Originally published in 2001, this picture book was republished on the 50th anniversary of the social action of the freedom workers of 1964 following the passage of Civil Rights legislation, a discussion Wiles includes in her extended introduction. In beautiful, soft-edged illustrations rendered in acrylic on paper, Wiles presents the story of a friendship between two boys, narrated by one of the boys, who meet as a result of the work that John Henry’s mother does every day for the family on the other side of town. The boys help her do the gardening and cleaning but then go to play and swim. “John Henry swims better than anybody I know. He crawls like a catfish, blows bubbles like a swamp monster.” He can’t swim in the town pool, so they dam the creek. John Henry can’t go in the store, but his friend does and shares ice cream with him. The boys learn of a new law, which opens the town swimming pool to everyone under the sun, no matter what color, but when they arrive at the pool in anticipation of the opening, they find workers filling it with asphalt. John Henry finally says, “I wanted to swim in this pool. I want to do everything you can do.” The end of the story, when the boys get their ice cream, John Henry shows he can do at least something his friend can do. The warmth of the illustrations dramatizes friendship and the intensity of feelings as history changed that summer.

Ages 12–14

First Flight Around the World: The Adventures of the American Fliers Who Won the Race.
Tim Grove. 2015. Abrams.

This nonfiction account of the circumnavigation of the globe in the spring and summer of 1924 is an adventure story different from the rest in this post. Planned and executed by six airmen of U. S. Army Air Service (forerunner of the U.S. Air Force), three Douglas biplanes called world cruisers were specially designed for the trip. The pontoons were interchangeable with tires because for one part of the journey they fly along the Pacific Rim and then across South Asia, the Middle East, Europe, to Greenland, and then across the United States before landing again in Seattle. Eight fliers start the journey with four cruisers, but when flying over Alaska on the first leg of the trip one plane is lost in the mountains. At the time of their journey, other countries including England, Italy, and Argentina were mounting their own. Grove explains that the American fliers were eager to highlight how air travel had become much more the norm for travel in Europe than it was in the United States after World War I. Included in the exciting account are the different world cultures of the 1920s where the fliers land. The extensive archival photographs and maps and diagrams supporting the text are additional sources for reading. They provide context for the planning and detail on the many problems that arose requiring resourcefulness, persistence, and patience. Toward the end of the journey, one of the planes is lost in the North Atlantic (the flier is rescued), a sad event after the thousands of miles it had made. It was replaced so the six fliers could continue. Grove has included extensive back matter with a complete itinerary, footnotes, sources, an epilogue, glossary, quick facts, and a report of what happened to the other world fliers.

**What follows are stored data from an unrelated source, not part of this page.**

PR #1589, opened 2022-05-18
Add `axis_statistics` and improve `depth_integration`

### LINKED ISSUE #1583: Adding more operators to `depth_integration`
A while back, Javi worked on generalising the `depth_integration` preprocessor to accept other operators. It would be useful to have this changes officially in the core. 

Additionally, it could be an opportunity to improve some lines to make the preprocessor lazy, namely:

```python
            if depth.ndim == 1:
                slices = [None for i in cube.shape]
                coord_dim = cube.coord_dims(cube.coord(axis='z'))[0]
                slices[coord_dim] = slice(None)
                thickness = np.abs(thickness[tuple(slices)])
            ones = np.ones_like(cube.data)


```

yes

sloosvel:
## Description

This PR adds a new preprocessor called `axis_statistics` that collapses a cube's axis using iris operators. The axis bounds are used as weights in case the operator accepts weights. This preprocessor also gets called inside `depth_integration`.
Closes #1583 

Link to documentation:

***

***


doc/recipe/preprocessor.rst
```diff
@@ -1819,6 +1820,19 @@ cell measures or ancillary variables`.
...
 
+``axis_statistics``
+---------------------
+
+This function operates over a given axis, and removes it of the
+output cube. 
+
+Takes arguments:
+  * axis: direction over which the statistics will be performed.
+  * operator: defines the operation to apply over the axis
```
zklaus, line 1831: I think we need a list of supported operators here.

esmvalcore/preprocessor/_volume.py
```diff
@@ -275,6 +277,51 @@ def volume_statistics(cube, operator):
...
+    they are computed using the coordinate bounds.
+
+    Arguments
+    ---------
+    cube: iris.cube.Cube
+        input cube.
+    axis: str
+        direction over where to apply the operator.
+    operator: str
+        statistics to perform.
```
zklaus, line 293: Here, too, we need a list of supported operators.

esmvalcore/preprocessor/_volume.py
```diff
@@ -275,6 +277,51 @@ def volume_statistics(cube, operator):
...
+        coord = cube.coord(axis=axis)
+    except iris.exceptions.CoordinateNotFoundError as err:
+        raise ValueError(
+            'Axis {} not found in cube {}'.format(
+                axis,
+                cube.summary(shorten=True))) from err
+    operation = get_iris_analysis_operation(operator)
+    weights = None
+    if operator_accept_weights(operator):
+        coord_dim = cube.coord_dims(cube.coord(axis=axis))[0]
```
zklaus, line 310:
```suggestion
        coord_dims = cube.coord_dims(coord)
        assert len(coord_dims) == 1
        coord_dim = coord_dims[0]
```
Note that also the weights calculation below is not meaningful if the coordinate is multi-dimensional.

zklaus (changes requested):

esmvalcore/preprocessor/_volume.py
sloosvel: > if the coordinate is multi-dimensional

What should the behaviour be if the coordinate is multidimensional? Because for instance in the case of wanting to collapse the 'X' axis for a multidimensional coordinate, this implementation would collapse the 'Y' axis instead because the value of `coord_dim` would always be 1

zklaus: Actually, in that case `len(coord_dims)` would be 2 and thus this would raise an `AssertionError`. This is the crudest way to say we only support 1d coordinates right now. Since we are shooting for a quick solution, I think supporting only 1d coordinates is sensible, but it would be better to be clearer about it, for example by raising a `NotImplemented` exception.

I would probably go so far as to do that even in the case of weight free operators, at least to start with.

sloosvel: Ok, added the raise of the NotImplementedError

esmvalcore/preprocessor/_volume.py
sloosvel: added as well, please let me know if the changes work for you

doc/recipe/preprocessor.rst
```diff
@@ -1819,6 +1820,21 @@ cell measures or ancillary variables`.
...
 
 
+``axis_statistics``
+---------------------
+
+This function operates over a given axis, and removes it of the
+output cube. 
+
+Takes arguments:
+  * axis: direction over which the statistics will be performed.
```
bouweandela, line 1830: Could you add a list of valid choices for axis? Or link to the relevant iris documentation?

sloosvel: Sure!

doc/recipe/preprocessor.rst
```diff
@@ -1819,6 +1820,27 @@ cell measures or ancillary variables`.
 See also :func:`esmvalcore.preprocessor.volume_statistics`.
 
 
+``axis_statistics``
+---------------------
+
+This function operates over a given axis, and removes it of the
```
zklaus, line 1826:
```suggestion
This function operates over a given axis, and removes it from the
```

esmvalcore/preprocessor/_volume.py
```diff
@@ -275,6 +277,59 @@ def volume_statistics(cube, operator):
...
+        raise NotImplementedError(
+            'axis_statistics not implemented for '
+            'multidimensional coordinates.')
+    operation = get_iris_analysis_operation(operator)
+    weights = None
+    if operator_accept_weights(operator):
+        coord_dim = coord_dims[0]
+        expand = list(range(cube.ndim))
+        expand.remove(coord_dim)
+        weights = np.abs(coord.bounds[..., 1] - coord.bounds[..., 0])
```
zklaus, line 321: Let's keep it lazy:
```suggestion
        bounds = coord.core_bounds()
        weights = np.abs(bounds[..., 1] - bounds[..., 0])
```

esmvalcore/preprocessor/_volume.py
```diff
@@ -293,23 +348,7 @@ def depth_integration(cube):
         collapsed cube.
     """
     # ####
```
zklaus, line 350: What's the purpose of this line? (I know that you didn't introduce it here.) If nobody knows, let's remove it?

tests/unit/preprocessor/_volume/test_volume.py
```diff
@@ -7,7 +7,8 @@
 from cf_units import Unit
 
 import tests
-from esmvalcore.preprocessor._volume import (volume_statistics,
+from esmvalcore.preprocessor._volume import (axis_statistics,
+                                             volume_statistics,
                                              depth_integration,
                                              extract_trajectory,
                                              extract_transect,
```
zklaus, line 14: Should we sort this list alphabetically? (All of it, of course, but github doesn't allow me to extend the comment context so far.)

tests/unit/preprocessor/_volume/test_volume.py
```diff
@@ -78,6 +79,70 @@ def setUp(self):
...
+            self.assert_array_equal(result.data, expected)
+
+        for operator in ['std_dev', 'variance']:
+            result = axis_statistics(self.grid_4d, 'z', operator)
+            expected = np.ma.zeros((2, 2, 2))
+            self.assert_array_equal(result.data, expected)
+
+        result = axis_statistics(self.grid_4d, 'z', 'sum')
+        expected = np.ma.ones((2, 2, 2)) * 250
+        self.assert_array_equal(result.data, expected)
```
zklaus, line 96: This test is carefully set up such that the result is the same for many different operations. This is a bit dangerous, imho, since it will miss many types of errors, such as wrong selection of operator, mixing of wrong axis, etc.
It would be better to have slightly different input (e.g. from linrange) and unique outputs. The programming effort can be controlled using paramtrized tests, see https://docs.pytest.org/en/6.2.x/parametrize.html. This way, even the two loops can be removed in favor of a single one of their bodies and a list of `(operator, expected) pairs for the parametrization.

zklaus (changes requested):

tests/unit/preprocessor/_volume/test_volume.py
sloosvel: I had some issues when trying to parametrize a test inside a class, so I wrote it in a loop

zklaus: Could you try it one more time? If that doesn't work, we'll call the resulting method `_inner_test_something` and implement the loop explicitly in a proper test method of the class.

Regardless of the approach, the point about the dangerous tests stands.

esmvalcore/preprocessor/_volume.py
sloosvel: I cannot call `expand_dims` in dask, so the wouldn't the bounds get realised later on anyway? They are always going to be a 1D array though, so I thought it wouldn't be a big deal if they are not lazy.

zklaus: The `expand_dims` function has been added in [recent dask versions](https://docs.dask.org/en/stable/changelog.html#id45), but don't worry about it. You should be able to use `np.expand_dims` and have one of NumPy's dispatch mechanisms (e.g. [NEP-18](https://numpy.org/neps/nep-0018-array-function-protocol.html)) figure out the right implementation.

sloosvel:
Anything else missing here? I updated the tests.

tests/unit/preprocessor/_volume/test_volume.py
sloosvel: Yes, at the end I went for writing each test case separately. Hope that works for the time being.

znicholls: Looks nice and matches what is done in https://github.com/ESMValGroup/ESMValCore/blob/4a840fb76d89453643758210f3aab9ad5caa4632/tests/unit/preprocessor/_time/test_time.py#L526 (can be changed another time)

schlunma:
I will have a look at this on Monday or early next week.

esmvalcore/preprocessor/_volume.py
```diff
@@ -275,6 +277,60 @@ def volume_statistics(cube, operator):
...
+    operation = get_iris_analysis_operation(operator)
+    weights = None
+    if operator_accept_weights(operator):
+        coord_dim = coord_dims[0]
+        expand = list(range(cube.ndim))
+        expand.remove(coord_dim)
+        bounds = coord.core_bounds()
+        weights = np.abs(bounds[..., 1] - bounds[..., 0])
+        weights = np.expand_dims(weights, expand)
+        weights = da.broadcast_to(weights, cube.shape)
```
schlunma, line 324:
```suggestion
        weights = np.abs(
            coord.core_bounds()[..., 1] - coord.core_bounds()[..., 0]
        )
        weights = iris.util.broadcast_to_shape(weights, cube.shape, coord_dims)
```

I think this can be simplified with[ `iris.util.broadcast_to_shape`](https://scitools-iris.readthedocs.io/en/latest/generated/api/iris/util.html#iris.util.broadcast_to_shape).

schlunma (commented):
One small suggestion to simplify the code, will test afterwards

esmvalcore/preprocessor/_volume.py
schlunma: I never had performance problems with this, as it as doesn't copy the data but rather returns repeated views. I think it will work fine.

schlunma (approved):
You were right @sloosvel, the old version is about ~10% faster than `iris.util.broadcast_to_shape`, which really matters for large 4D datasets. I restored it, sorry for the mess!

Tested `axis_statistics` with all kinds of options and `depth_integration` , everything worked fine :tada:

Cheers :rocket:

sloosvel:
@zklaus Have the changes you requested been adressed?

PR #1596, opened 2022-05-23
DO NOT MERGE toss in some really silly test fails see if output still ok with `flake8>4`

valeriupredoi:
DO NOT MERGE for Pete's sake!


valeriupredoi:
OK @bouweandela all good with the new flake8 - nice and explicit fail stdout :+1:

PR #1607, opened 2022-05-30
Fix ocean region coordinate in msft datasets (CMIP6)

dhohn:
## Description

Fixes coordinate issues for some mass stream function (msft) variables in several CMIP6 datasets. Described in this comment: https://github.com/ESMValGroup/ESMValTool/issues/2645#issuecomment-1121161408

Related to #1587

Link to documentation:

***

## [Before you get started](https://docs.esmvaltool.org/projects/ESMValCore/en/latest/contributing.html#getting-started)

- [ ] [☝ Create an issue](https://github.com/ESMValGroup/ESMValCore/issues) to discuss what you are going to do

## [Checklist](https://docs.esmvaltool.org/projects/ESMValCore/en/latest/contributing.html#checklist-for-pull-requests)

It is the responsibility of the author to make sure the pull request is ready to review. The icons indicate whether the item will be subject to the [🛠 Technical][1] or [🧪 Scientific][2] review.

[1]: https://docs.esmvaltool.org/en/latest/community/review.html#technical-review
[2]: https://docs.esmvaltool.org/en/latest/community/review.html#scientific-review

- [ ] [🧪][2] The new functionality is [relevant and scientifically sound](https://docs.esmvaltool.org/projects/ESMValCore/en/latest/contributing.html#scientific-relevance)
- [ ] [🛠][1] This pull request has a [descriptive title and labels](https://docs.esmvaltool.org/projects/ESMValCore/en/latest/contributing.html#pull-request-title-and-label)
- [ ] [🛠][1] Code is written according to the [code quality guidelines](https://docs.esmvaltool.org/projects/ESMValCore/en/latest/contributing.html#code-quality)
- [ ] [🧪][2] and [🛠][1] [Documentation](https://docs.esmvaltool.org/projects/ESMValCore/en/latest/contributing.html#documentation) is available
- [ ] [🛠][1] [Unit tests](https://docs.esmvaltool.org/projects/ESMValCore/en/latest/contributing.html#tests) have been added
- [ ] [🛠][1] Changes are [backward compatible](https://docs.esmvaltool.org/projects/ESMValCore/en/latest/contributing.html#backward-compatibility)
- [ ] [🛠][1] Any changed [dependencies have been added or removed](https://docs.esmvaltool.org/projects/ESMValCore/en/latest/contributing.html#dependencies) correctly
- [ ] [🛠][1] The [list of authors](https://docs.esmvaltool.org/projects/ESMValCore/en/latest/contributing.html#list-of-authors) is up to date
[...]

PR #1612, opened 2022-06-01
add CMOR check exception for a basin coord named sector

dhohn:
## Description

Add a CMOR check exception for an auxcoord named basin that has an out_name == sector. As discussed in PR #1607.

Closes Issue #1587

Link to documentation:

***

***

### DIFF
--- a/esmvalcore/cmor/check.py
+++ b/esmvalcore/cmor/check.py
@@ -437,7 +437,6 @@ class CMORCheck():
                                 coord.var_name,
                                 coordinate.out_name,
                             )
-                            # coord.var_name = coordinate.out_name
                         else:
                             self.report_error(
                                 'Coordinate {0} has var name {1} '
--- a/esmvalcore/cmor/check.py
+++ b/esmvalcore/cmor/check.py
@@ -426,6 +426,18 @@ class CMORCheck():
                                 coordinate.out_name,
                             )
                             coord.var_name = coordinate.out_name
+                        elif (self._cmor_var.table_type in 'CMIP6' and
+                              coordinate.name == "basin" and
+                              coord.var_name == "sector"):
+                            self.report_debug_message(
+                                'Coordinate {0} has var name {1} '
+                                'instead of {2}. '
+                                "But that's considered OK and ignored.",
+                                coordinate.name,
+                                coord.var_name,
+                                coordinate.out_name,
+                            )
+                            # coord.var_name = coordinate.out_name
                         else:
                             self.report_error(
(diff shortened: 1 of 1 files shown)


zklaus:
Thanks, @dhohn. I think maybe it would be better to tie the exception to the standard name being `region` or `area_type`. Those are the two standard names that require strings as values. As a consequence, the coordinate variable needs to add another dimension for the string length (a technical netcdf quirk) and thus cannot be a traditional coordinate variable with the same name as its own, single dimension. That's really why the `var_name` can in principle be arbitrary and we don't even need to bring CMIP into this. In principle, it would be nice to check the dimension name, but I don't think that information is available to us in Iris. The good news is that standard names `region` and `area_type` really is the complete list for this case, since those are all additional [controlled vocabularies in CF](http://cfconventions.org/standard-names.html).

Does that sound ok?

dhohn:
I've added a test. Took me a while to figure out that mock interface ;)

zklaus:
Yeah, that can be confusing. Thanks, LGTM! @ESMValGroup/esmvaltool-coreteam, could somebody else have a look too?

bouweandela (changes requested):
Code looks fine, but some explanation would be nice

esmvalcore/cmor/check.py
```diff
@@ -426,6 +426,16 @@ def _check_dim_names(self):
                                 coordinate.out_name,
                             )
                             coord.var_name = coordinate.out_name
+                        elif coord.standard_name in ['region', 'area_type']:
+                            self.report_debug_message(
+                                'Coordinate {0} has var name {1} '
+                                'instead of {2}. '
+                                "But that's considered OK and ignored. "
+                                'See also https://github.com/ESMValGroup/ESMValCore/discussions/1587',  # noqa: line-too-long
```
bouweandela, line 434:
```suggestion
                                'But that's considered OK and ignored. See also '
                                'https://github.com/ESMValGroup/ESMValCore/discussions/1587',
```
maybe you could try if this works? Usually if you put the URL on it's own line the linter does not complain

bouweandela (approved):

esmvalcore/cmor/check.py
dhohn: I tried. Still too long and flake doesn't like it either.

sloosvel: I added the link as a separate variable at the beginning of the function. Maybe it's not the cleanest thing to do but the code in the checker is quite idented. I will merge this if all tests pass.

The Great Good Summer. Liz Garton Scanlon. 2015. Beach Lane Books/Simon & Schuster.

At the outset of summer in the fictional town of Loomer, Texas, Ivy ponders how she is missing a dog, a middle name, and her mother, who has left home without her medication to become part of the Great Good Bible Church of Panhandle, Florida. Set in 2011, the novel begins in the aftermath of a fire in Texas that destroyed hundreds of homes, an event that inspired Ivy’s mother to set out on a search for something. Ivy and her dad do not know why she left or what she is searching for. They have no idea of her whereabouts, because no one knows where the Great Good Bible Church is. Ivy takes solace in her teacher, Mrs. Murray, whose young children she babysits. Circumspect about people’s judgments, Ivy wonders why her mother considers Mrs. Murray kooky when she does so many helpful things for the community and children as coach, teacher, and mother. She delivers the paper every day, writes novels in the summer, and has potted hydrangea. Ivy decides she is “normal as can be,” especially in light of the understanding that “nobody at the Murray house followed a perfect stranger to Florida for the summer, if you know what I mean.” While babysitting, Ivy meets Paul Dobbs, a remote-controlled airplane enthusiast who wants to be an astronaut, and together they make a plan to find Ivy’s mother in Florida. This fast-paced novel includes a journey during which Ivy learns about friendship and standing up for what she believes is right and valuable with humorous insights into the routine and not-so-routine moments of life.

Ages 15+

I’ll Meet You There. Heather Demetrios. 2015. Henry Holt.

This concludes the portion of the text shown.